De advocaat-generaal is in de gelegenheid gesteld een verweerschrift in te dienen. Hiervan is geen gebruik gemaakt.

Beoordeling

1. De kantonrechter heeft het beroep niet-ontvankelijk verklaard, omdat het verzuim om de gronden van het beroep op te geven niet binnen de daartoe gestelde termijn is hersteld.
2. De gemachtigde van de betrokkene voert aan dat de hem geboden termijn van één week voor het herstellen van het verzuim, onaanvaardbaar kort is.
3. Ingevolge artikel 6:5, eerste lid, sub d, van de Algemene wet bestuursrecht (Awb) dient een beroepschrift de gronden van het beroep te bevatten.
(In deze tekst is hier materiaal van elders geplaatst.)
PR #21, opened 2015-03-18
Fix #19 support tasks description in 4.0

### LINKED ISSUE #19: Support a `description` property on task functions

louisremi:
In addition to [#20](https://github.com/gulpjs/gulp-cli/pull/20), support task description in 4.0
Complete with unit tests


phated:
I had to cherry-pick this into 4.0 due to rebasing.  Thank you so much for the PR!!!

PR #23, opened 2015-04-10
Fix badges

austinpray:


contra:
Thanks!

austinpray:
@contra having the same problem as you guys with the code coverage and liftoff. I'll let you know/PR if I figure it out.

PR #28, opened 2015-06-20
[4.0] Fixes gulp --tasks

clintwood:
This PR fixes gulpjs/gulp#1112

Caveat: Not sure what output is desired, so this is a best guess which works for now.


clintwood:
Sorry don't run jslint (I use eslint) but seemed to have resolved linting errors I introduced, it's now failing on files I didn't touch...

phated:
you approached this in a very roundabout way.  you can just use `gulpInst.task(task)` because task is a getter and a setter.

clintwood:
@phated, Ahhh, that's what I was looking for :D
Thanks will update PR!

PR #32, opened 2015-09-10
4.0 introduce gulplog

kahlil:
* removed `gulp-util` dependency
* added `gulplog` dependency
* use `gulplog` instead of `gutil.log`
* wire up the `gulplog` event listeners
* filter `gulplog` event listeners according to log level
* added `.editorconfig` file

### DIFF
--- a/lib/shared/cliOptions.js
+++ b/lib/shared/cliOptions.js
@@ -71,6 +71,7 @@ module.exports = {
       'even when color support is detected.'),
   },
   silent: {
+    alias: 's',
     type: 'boolean',
     desc: chalk.gray(
       'Suppress all gulp logging.'),
@@ -79,5 +80,13 @@ module.exports = {
     type: 'boolean',
     desc: chalk.gray(
       'Continue execution of tasks upon failure.'),
+  },
+  loglevel: {
+    alias: 'l',
+    type: 'boolean',
+    count: true,
+    desc: chalk.gray(
+      'Set the loglevel. -l for least verbose and -llll for most verbose.' +
+      ' -lll is default.'),
   },
 };
--- a/lib/shared/log/toConsole.js
+++ b/lib/shared/log/toConsole.js
@@ -22,7 +22,7 @@ function toConsole(log, opts) {
     levelsToListen = levels.slice(levels.indexOf(opts.logLevel));
   }
 
-  levels.forEach(function(level) {
+  levelsToListen.forEach(function(level) {
     log.on(level, fancyLog);
   });
 }
--- a/lib/shared/log/toConsole.js
+++ b/lib/shared/log/toConsole.js
@@ -1,0 +1,25 @@
+'use strict';
+
+var chalk = require('chalk');
+var dateformat = require('dateformat');
+
+var levels = [
+  'info',
+  'error',
+  'warn',
+  'debug',
+];
+
+function shellOut() {
+  var time = '[' + chalk.grey(dateformat(new Date(), 'HH:MM:ss')) + ']';
+  process.stdout.write(time + ' ');
+  console.log.apply(console, arguments);
+}
+
+function toConsole(log) {
+  levels.forEach(function(level) {
+    log.on(level, shellOut);
+  });
+}
+
+module.exports = toConsole;
--- a/lib/shared/log/toConsole.js
+++ b/lib/shared/log/toConsole.js
@@ -1,7 +1,6 @@
 'use strict';
 
-var chalk = require('chalk');
-var dateformat = require('dateformat');
+var fancyLog = require('fancy-log');
 
 var levels = [
   'info',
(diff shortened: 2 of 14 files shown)


kahlil:
@phated @contra  plz review

kahlil:
Not sure where you are at with the failing tests. They are failing in 4.0 branch as well. I guess I should add some tests for the logging as well?

kahlil:
haha i just realized I was wrong, I destroyed the tests. will fix. sorry bout that. also will add testing for logging.

package.json
```diff
@@ -42,6 +43,7 @@
   "devDependencies": {
     "code": "^1.2.1",
     "coveralls": "^2.7.0",
+    "fancy-log": "^1.0.0",
```
phated: this should be a regular dependency

contra:
Reminder to squash all of these after reviewing - thanks again!

lib/shared/log/toConsole.js
```diff
@@ -0,0 +1,30 @@
...
+
+var fancyLog = require('fancy-log');
+
+// The sorting of the levels is
+// significant.
+var levels = [
+  'debug', // Logs all levels.
+  'info',  // Logs info, warn and error.
+  'warn',  // Logs warn and error.
+  'error', // Logs error.
```
phated: after reviewing a bunch of the old threads about "a real logger" it seems that @contra wanted errors to be output on stderr.  I think I will add another method on `fancy-log` that calls `console.error` instead of `console.log`

phated:
@contra any opinion on the CLI syntax for adjusting log level?

lib/shared/log/toConsole.js
kahlil: @phated in this case, we should refactor `fancy-log` to handle errors with `console.error` right?

package.json
kahlil: @phated thanks! fixed.

kahlil:
@contra didn't know about the squashing, thanks. And like @phated said: any input on the log-level syntax? 😀

phated:
I am still leaning towards `-vvvv` for most verbose using a yargs "count" variable that defaults to 3 (info level) and goes up to 4:
* count === 1 is error level
* count === 2 is warn level
* count === 3 is info level
* count === 4 is debug level

We can also keep the `--silent` option to disable all logging

tkellen:
:+1: to -vvvv style log level handling!

lib/shared/log/toConsole.js
phated: @kahlil yep, I've updated `fancy-log`. The `log.error()` API is available in 1.1.0 - https://github.com/phated/fancy-log

kahlil:
@phated @tkellen ok then I'll just go ahead and implement that.

phated:
@kahlil awesome, thanks!  I think I've unblocked everything to update this PR.  This is great work. Thanks again!

kahlil:
Thanks @phated, glad to help!

I just realized we have a little problem though: the alias `-v` is reserved for the `--version` option already. 
Any thoughts on how to go about that? Should we use `-l` instead?

kahlil:
@phated implemented it with `-l` to `-llll` for now. Let me know how you want to deal with the conflict for the `-v` alias and what you want to have changed.

lib/shared/log/toConsole.js
```diff
@@ -0,0 +1,39 @@
...
+  // the default count for opts.loglevel to 2
+  // instead of 0 when we configure count: true
+  // in the cliOptions.
+  if (opts.loglevel > 2) {
+    loglevel = opts.loglevel - 2;
+  }
+
+  levelsToListen = levels.slice(0, loglevel);
+
+  levelsToListen.forEach(function(level) {
```
phated: unfortunately, we can't just do this anymore because fancy-log has the `fancyLog.error` method to log to stderr.  I suppose the forEach function body could check if level === 'error'

kahlil:
Got it. Will fix.

lib/shared/log/toConsole.js
kahlil: done

kahlil: ah not done, have to fix the test ;)

kahlil: @phated ok now it's done :smile:

lib/shared/cliOptions.js
```diff
@@ -80,4 +81,12 @@ module.exports = {
     desc: chalk.gray(
       'Continue execution of tasks upon failure.'),
   },
+  loglevel: {
+    alias: 'l',
```
phated: capital `-L` and capital `-S`?  @tkellen @contra thoughts?  Could change `loglevel` to `verbose` and use capital `-V` if you don't like those...

phated:
Seems to have missed the 4.0.0 folder.  I'm tackling that now

phated:
Updated.  Thanks again for the PR!

kahlil:
You're welcome :smile: thanks for taking care of the yargs update!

Indien niet is voldaan aan dat vereiste kan het beroep op grond van artikel 6:6 van de Awb niet-ontvankelijk worden verklaard, mits de indiener de gelegenheid heeft gehad het verzuim te herstellen binnen een hem daartoe gestelde termijn.
4. Uit het dossier blijkt dat de gemachtigde op 18 augustus 2015 op nader aan te voeren gronden beroep heeft ingesteld tegen de beslissing van de officier van justitie. De griffier van de rechtbank heeft bij brief van 23 februari 2016 de gemachtigde in de gelegenheid gesteld om voor 3 maart 2016 de gronden van het beroep in te dienen. In die brief is tevens vermeld dat indien het niet (tijdig) indienen van de gronden tot gevolg kan hebben dat de kantonrechter het beroep niet-ontvankelijk verklaart. Uit het dossier blijkt verder dat na de zitting op 3 maart 2016 door de rechtbank een fax van de gemachtigde is ontvangen waarin gronden worden aangevoerd.
5. Naar oordeel van het hof heeft de gemachtigde niet een redelijke termijn voor het aanvoeren van gronden gekregen en is het beroep van de betrokkene daarom ten onrechte niet-ontvankelijk verklaard. Het hof zal de beslissing van de kantonrechter vernietigen
6. Voor terugwijzing van de zaak naar de kantonrechter, als door de gemachtigde verzocht, bestaat geen grond. Artikel 20d, tweede lid, Wet administratieve handhaving verkeersvoorschriften biedt daartoe geen grondslag, ook niet naar analogie. Het hof zal doen wat de kantonrechter had behoren te doen en de gemachtigde in de gelegenheid stellen gronden aan te voeren tegen de beslissing van de officier van justitie.
7. Iedere verdere beslissing zal worden aangehouden.

Beslissing

Het gerechtshof:
stelt de gemachtigde in de gelegenheid om binnen vier weken na dagtekening van dit arrest gronden in te dienen tegen de beslissing van de officier van justitie;
houdt iedere verdere beslissing aan.
Dit arrest is gewezen door mr. Sekeris, in tegenwoordigheid van mr. Wijmenga als griffier, en uitgesproken ter openbare zitting.